Both common and unique processes are highlighted in this comparison. Importantly, phosphate is involved in regulating calcium carbonate deposition and carbonate is involved in regulating calcium phosphate deposition. An often overlooked commonality is that the solutions involved are typically supersaturated from uptake to deposition. This therefore involves not only avoiding mineral deposition where it is not needed, but also exploiting this saturation state to create labile mineral precursors that can be conveniently stored, remelted and manipulated into different forms. It also requires a more regular and frequent deposition during deposition. A working final deposit can be converted.

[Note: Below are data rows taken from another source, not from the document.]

PR #212, opened 2015-05-01
Query builder support for new update operators in MongoDB 2.6

### LINKED ISSUE #136: Query builder support for new update operators in MongoDB 2.6
See: http://docs.mongodb.org/master/release-notes/2.6/#new-update-operators

alcaeus:
This PR adds support for the ```$bit```, ```$currentDate```, ```$max```, ```$min```, ```$mul``` and ```$position``` update operators added in MongoDB 2.6.

Fixes #136.

### DIFF
--- a/lib/Doctrine/MongoDB/Query/Expr.php
+++ b/lib/Doctrine/MongoDB/Query/Expr.php
@@ -591,6 +591,21 @@ class Expr
     }
 
     /**
+     * Updates the value of the field to a specified value if the specified value is greater than the current value of the field.
+     *
+     * @see Builder::max()
+     * @see http://docs.mongodb.org/manual/reference/operator/update/max/
+     * @param mixed $value
+     * @return self
+     */
+    public function max($value)
+    {
+        $this->requiresCurrentField();
+        $this->newObj['$max'][$this->currentField] = $value;
+        return $this;
+    }
+
+    /**
      * Set the $maxDistance option for $near or $nearSphere criteria.
      *
      * This method must be called after near() or nearSphere(), since placement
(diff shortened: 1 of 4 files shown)


malarzm:
LGTM :)

lib/Doctrine/MongoDB/Query/Expr.php
```diff
@@ -162,6 +162,75 @@ public function all(array $values)
...
+
+    /**
+     * Sets the value of the current field to the current date, either as a date or a timestamp.
+     *
+     * @see Builder::currentDate()
+     * @see http://docs.mongodb.org/manual/reference/operator/update/currentDate/
+     * @param bool $useTimestamp
+     * @return self
+     */
+    public function currentDate($useTimestamp = false)
```
jmikola: @alcaeus: Sorry for the late comment, but what do you think about changing this to `$type = 'date'`? We should generally discourage users from using the BSON timestamp type, since it's actually more than a UNIX timestamp. A boolean option makes it very easy for them to inadvertently use it. This also keeps the method flexible if the `$currentDate` operator changes down the line to support additional types (e.g. date with a timezone).

alcaeus: I wasn't sure whether it would be needed since I've never used a timestamp. Since we offer a timestamp type in ODM I'd still allow the use of ```$currentDate``` with ```$type = 'timestamp'```. Since the next logical step is adding those operators to the ODM builder we could document this the same way we do for the ```@Timestamp``` type: https://doctrine-mongodb-odm.readthedocs.org/en/latest/reference/annotations-reference.html#timestamp

I admit that the bool parameter is not very future proof - maybe use a ```$type``` parameter with constants for timestamp and date that can be extended should the operator support more types?

jmikola: The `@Timestamp` mapping is basically stuck in ODM now (and I suppose it has some relevance since MongoTimestamp is a legitimate class the driver could return).

There is a similar need if we were to ever introduce constants for `Expr::type()` (see: [here](https://github.com/doctrine/mongodb/blob/c3c029cab1917afb8fa7cc41ef3dc328e8a852fb/lib/Doctrine/MongoDB/Query/Expr.php#L1126), where we currently use hard-coded strings), so any decision to introduce constants should be mindful to use a prefix so not to cause a conflict down the line (e.g. using `CURRENTDATE_DATE` instead of just `DATE`). I don't think we need to introduce constants for this, though. Although `"date"` is a "magic string", it's something 99% of users would be using, so I think we can get by with having it as a default value.

If you're sold on having constants for this, though, I won't object. Just prefix them :)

The formation of calcareous skeletal elements by various echinoderms, particularly sea urchins, provides an excellent opportunity to learn more about some of the processes involved in bio mineral formation. Euetinoid larval needles have been the subject of considerable research, including their evolutionary origins. The needle consists of a single optical crystal of high magnesium calcite and variable amounts of amorphous calcium carbonate. Enclosed within the needle is a proteinaceous matrix, most of which is soluble. This matrix accounts for approximately 0.1% of the mass. Needles are also surrounded by extracellular matrix and are almost completely surrounded by cytoplasmic chains. Needles are deposited by primary mesenchyme cells that accumulate calcium and secrete calcium carbonate. A number of PMC-specific or highly enriched proteins have been cloned and studied. Recent studies support the hypothesis that proteins found in the extracellular matrix of bone fragments are important for bio mineralization [1-4].


Sea urchin larvae have an endoskeleton consisting of two calcite needles. We have reconstructed the different stages of the calcium carbonate formation pathway, from calcium ions in seawater to mineral deposition and integration into forming needles. Monitoring calcium uptake with the fluorescent dye calcein shows that calcium ions first enter the embryo and are subsequently deposited intracellular. Surprisingly, calcium carbonate deposits are widely distributed throughout the embryo, including primary mesenchyme and are found in surface epithelial cells. Using cryo-SEM, we show that the vesicles contain intracellular calcium carbonate deposits. We confirmed the presence of solid calcium carbonate in the vesicles using the newly developed which allows direct correlation of fluorescence and energy dispersive spectroscopy. This mineral phase appears as aggregates of nanospheres consistent with amorphous calcium carbonate. Aggregates eventually deposit in the spikelet compartment, where they are integrated into the growing spikelet.



Conflict of Interest

Authors declare no conflict of interest.


Citation: Piomelli D (2022) A Highly Abundant Single-Celled Marine Coccolithophore, a Well-Studied Sea Urchin Larval Model for Single Crystal Formation. Arch Chem Res. 6:29.

Copyright: © 2022 Piomelli D. This is an open-access article distributed under the terms of the Creative Commons Attribution License, which permits unrestricted use, distribution, and reproduction in any medium, provided the original author and source are credited.